Records from a data collection
== Segment start ==
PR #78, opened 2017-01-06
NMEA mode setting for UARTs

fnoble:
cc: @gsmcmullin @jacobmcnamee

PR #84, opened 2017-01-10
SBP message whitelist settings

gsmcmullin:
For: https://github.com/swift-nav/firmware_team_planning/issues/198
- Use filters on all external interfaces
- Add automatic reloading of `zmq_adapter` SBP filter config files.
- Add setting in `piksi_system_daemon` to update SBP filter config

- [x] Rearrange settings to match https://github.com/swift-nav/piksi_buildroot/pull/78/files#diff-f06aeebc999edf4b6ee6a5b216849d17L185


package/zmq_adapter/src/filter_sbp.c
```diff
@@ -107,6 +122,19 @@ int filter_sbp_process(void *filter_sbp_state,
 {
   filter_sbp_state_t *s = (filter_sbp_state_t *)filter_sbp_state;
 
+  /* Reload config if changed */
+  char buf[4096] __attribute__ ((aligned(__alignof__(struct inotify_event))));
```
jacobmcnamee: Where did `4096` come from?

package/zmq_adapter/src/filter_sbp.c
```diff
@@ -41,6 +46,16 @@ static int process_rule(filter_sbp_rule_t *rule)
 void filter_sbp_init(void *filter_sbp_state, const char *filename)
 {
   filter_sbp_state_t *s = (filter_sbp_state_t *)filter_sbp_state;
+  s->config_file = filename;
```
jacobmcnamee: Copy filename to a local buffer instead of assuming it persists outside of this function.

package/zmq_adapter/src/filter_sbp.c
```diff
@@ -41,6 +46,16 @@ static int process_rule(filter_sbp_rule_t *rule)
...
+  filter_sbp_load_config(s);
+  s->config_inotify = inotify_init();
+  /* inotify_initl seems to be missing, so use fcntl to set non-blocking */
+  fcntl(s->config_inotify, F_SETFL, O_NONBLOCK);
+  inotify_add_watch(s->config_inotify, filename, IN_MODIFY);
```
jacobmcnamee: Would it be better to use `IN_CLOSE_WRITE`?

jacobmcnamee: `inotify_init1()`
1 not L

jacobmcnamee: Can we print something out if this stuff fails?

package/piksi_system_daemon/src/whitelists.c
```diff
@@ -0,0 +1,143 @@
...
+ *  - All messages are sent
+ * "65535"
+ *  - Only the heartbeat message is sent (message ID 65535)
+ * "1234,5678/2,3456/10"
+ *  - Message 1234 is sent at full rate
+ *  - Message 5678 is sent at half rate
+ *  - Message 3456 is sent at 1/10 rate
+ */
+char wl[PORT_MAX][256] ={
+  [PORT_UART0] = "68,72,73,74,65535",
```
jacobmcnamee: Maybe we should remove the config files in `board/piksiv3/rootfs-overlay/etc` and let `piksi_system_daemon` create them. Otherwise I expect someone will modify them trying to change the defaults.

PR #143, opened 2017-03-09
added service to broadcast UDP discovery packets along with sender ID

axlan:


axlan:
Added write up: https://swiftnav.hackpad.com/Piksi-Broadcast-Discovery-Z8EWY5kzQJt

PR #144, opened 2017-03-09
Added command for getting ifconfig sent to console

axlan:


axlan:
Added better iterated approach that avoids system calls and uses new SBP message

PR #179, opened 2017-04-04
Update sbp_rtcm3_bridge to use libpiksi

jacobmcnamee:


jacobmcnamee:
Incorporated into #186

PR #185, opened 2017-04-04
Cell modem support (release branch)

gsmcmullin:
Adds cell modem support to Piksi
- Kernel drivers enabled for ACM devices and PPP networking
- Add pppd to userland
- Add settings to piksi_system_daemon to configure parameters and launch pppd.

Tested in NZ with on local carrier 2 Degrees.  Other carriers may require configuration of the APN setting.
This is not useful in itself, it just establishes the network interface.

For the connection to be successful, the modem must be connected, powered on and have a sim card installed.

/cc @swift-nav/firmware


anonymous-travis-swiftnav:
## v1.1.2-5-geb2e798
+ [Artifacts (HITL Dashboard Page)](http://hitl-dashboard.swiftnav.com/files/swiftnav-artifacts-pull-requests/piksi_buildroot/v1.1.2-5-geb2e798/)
== Segment end ==
## What the task asks
All lines above containing the string "https" are to be collected.

## Task solution
For: https://github.com/swift-nav/firmware_team_planning/issues/198
- [x] Rearrange settings to match https://github.com/swift-nav/piksi_buildroot/pull/78/files#diff-f06aeebc999edf4b6ee6a5b216849d17L185
Added write up: https://swiftnav.hackpad.com/Piksi-Broadcast-Discovery-Z8EWY5kzQJt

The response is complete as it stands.